E então eu me dou conta de que a edição atual da O2 traz um Guia de Nutrição, o que me faz pensar nos suplementos alimentares. Finalmente vou poder usar o “Ora, pílulas!” em uma coluna contando uma boa e divertida história. Foi a partir dela que peguei implicância com os malditos suplementos.

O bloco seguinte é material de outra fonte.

PR #710, opened 2019-08-28
Implement kde for Series

itholic:
# This PR is a recovery of #705 

Implement `kde` for Series.

I confirmed that it works the same as kde in pandas.

스크린샷 2019-08-28 오후 12 10 42

스크린샷 2019-08-28 오후 12 10 56

I would be grateful if someone could confirm when available.

Thanks.

### DIFF
--- a/databricks/koalas/plot.py
+++ b/databricks/koalas/plot.py
@@ -41,11 +41,11 @@ def _get_standard_kind(kind):
 
 if LooseVersion(pd.__version__) < LooseVersion('0.25'):
     from pandas.plotting._core import _all_kinds, BarPlot, BoxPlot, HistPlot, MPLPlot, PiePlot, \
-        AreaPlot, LinePlot, BarhPlot
+        AreaPlot, LinePlot, BarhPlot, KdePlot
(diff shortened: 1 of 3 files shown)


itholic:
@HyukjinKwon @charlesdong1991 I made a PR #705  again My local build is tangled... @.@

charlesdong1991:
as i said in the closed PR, directly using KdePlot seems okay to me although since it's using scipy's `gaussian_kde` in the back that i thought an implementation was needed... let @HyukjinKwon decide and comment on this

one thing i also mentioned in the that closed PR, i am okay with your current tests as long as CI passes, but could you please remove those unrelated changes (mainly about adding `kind` for other plots), i don't think those need to be changed, especially in this PR. @itholic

Há cerca de dez anos, um amigo mais velho, mas que tinha a insuportável cara de um moleque de 30, me falou que seu segredo era um médico especializado em envelhecimento, que ele frequentava desde quando tinha 20 e tantos anos. Um cara que frequenta um geriatra antes dos 30 só pode ser um psicopata, mas se o preço para ter aquela cara de guri era ser um psicopata, eu estava disposto a pagar. Metade do tempo da consulta foi utilizado pelo doutor para provar, com requintes de crueldade, que se eu nada fizesse estaria condenado a retornar ao plano espiritual em breve. Meus indicadores de exames, que não estavam 100%, eram uma sentença de morte e só um plano emergencial (e caríssimo) poderia me salvar.

 

 

Para a salvação, mais exames e pílulas de suplementos eram necessários. Juro por Deus: pelo menos umas 25 pela manhã, outras 20 antes das refeições e mais umas 10 ou 12 antes de dormir. Eu devia comer umas 5 mil calorias só de plástico — se é que plástico tem calorias. Além disso, havia a bateria de cremes para a pele, que deveriam ser preparados com fórmulas exclusivas por especialistas parceiros da clínica. Como eu queria muito viver 100 anos, decidi que insistiria naquele tratamento.

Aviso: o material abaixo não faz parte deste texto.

PR #719, opened 2019-08-29
ENH: Add scatter plot for Frame

charlesdong1991:
Screen Shot 2019-08-30 at 8 47 22 AM
Screen Shot 2019-08-30 at 8 47 40 AM
Screen Shot 2019-08-30 at 8 47 50 AM

### DIFF
--- a/databricks/koalas/plot.py
+++ b/databricks/koalas/plot.py
@@ -1119,21 +1119,8 @@ class KoalasFramePlotMethods(PandasObject):
             The column name or column position to be used as vertical
             coordinates for each point.
         s : scalar or array_like, optional
-            The size of each point. Possible values are:
-            - A single scalar so all points have the same size.
-            - A sequence of scalars, which will be used for each point's size
-              recursively. For instance, when passing [2, 14] all points size
-              will be either 2 or 14, alternatively.
         c : str, int or array_like, optional
-            The color of each point. Possible values are:
-            - A single color string referred to by name, RGB or RGBA code,
-              for instance 'red' or '#a98d19'.
-            - A sequence of color strings referred to by name, RGB or RGBA
-              code, which will be used for each point's color recursively. For
-              instance ['green', 'yellow'] all points will be filled in green or
-              yellow, alternatively.
-            - A column name or position whose values will be used to color the
-              marker points according to a colormap.
+
         **kwds: Optional
             Keyword arguments to pass on to :meth:`databricks.koalas.DataFrame.plot`.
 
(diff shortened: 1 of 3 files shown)


charlesdong1991:
ideally, should use docstring with is identical to what pandas have, however, i encountered quite annoying linting error issue with docstring, so for now, i keep `s` and `c` docstring very simple. Will change/complete them in future PR where I update docstring for all functions.

databricks/koalas/plot.py
```diff
@@ -509,6 +509,17 @@ def _make_plot(self):
         super(KoalasBarhPlot, self)._make_plot()
 
 
+class KoalasScatterPlot(ScatterPlot, TopNPlot):
+    max_rows = 1000
```
HyukjinKwon: I think we can remove this.

charlesdong1991: ahh, yeah, removed. and added pics in description, i thought i did it yesterday. my bad

HyukjinKwon:
@charlesdong1991, before we merge, can you check if Koalas plot adds "showing top 1,000 elements only" in the output chart when the rows are larger than 1000?

charlesdong1991:
@HyukjinKwon good call! cannot really read it because font size is a bit too small to me 😅 but we probably can tell from density of points that `koalas` plot less.

Screen Shot 2019-08-30 at 9 40 53 AM

HyukjinKwon:
Thanks for testing it out, @charlesdong1991.

Ankurneural:
How to use all the rows for the plot? 
Setting, ks.set_option('compute.max_rows', 50000)
ks.set_option("display.max_rows", 50000) seems not to be working

HyukjinKwon:
`plotting.max_rows` should work for that. There's a documentation here - https://koalas.readthedocs.io/en/latest/user_guide/options.html#available-options

Ankurneural:
> `plotting.max_rows` should work for that. There's a documentation here - https://koalas.readthedocs.io/en/latest/user_guide/options.html#available-options
Thanks! I somehow missed it. It is working as anticipated.

Ankurneural:
@HyukjinKwon I am trying to make subplots using Koalas Dataframe but it comes blank.
d1 is a koalas dataframe.
Sample Code:
fig, (ax1, ax2)  = plt.subplots(1, 2)
ax1 = d1.plot.scatter(x="col1", y="col2")
ax2 = d1.plot.scatter(x="col1", y="col2") 
display(fig)

Any suggestions or help on this?

HyukjinKwon:
@Ankurneural can you create a new ticket with the full codes and output?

Até o dia em que mandei tudo pelos ares. Por dois motivos. Primeiro porque descobri que para viver 100 anos eu precisaria gastar muito! Mas essa nem foi a gota d’água. Foi a imagem dantesca que vi numa das muitas salas da clínica: um casal de velhinhos refestelados naqueles sofás reclináveis, devidamente entubados e com frascos de sangue sendo injetados em suas veias. Perguntei ao glorioso rei do envelhecimento que diabos era aquilo. “Eles estão recebendo o próprio sangue. A gente aspira uma bolsa de sangue deles, adiciona vitaminas e todo tipo de suplementos e depois eles recebem o sangue fortificado de volta. Mais adiante vamos fazer a mesma coisa em você, pois é muito mais efetivo.” Como diria a minha avó, ao ouvir isso eu piquei a mula.

Desde então, toda vez que alguém me fala em suplementos eu solto a interjeição do Batman: “Ora, pílulas!” – embora reconheça que podem ser de grande ajuda. Mas sobre isso vocês terão de ler nas outras seções da revista. Porque, além de não entender nada do assunto, vocês já puderam perceber que sou meio traumatizado com ele.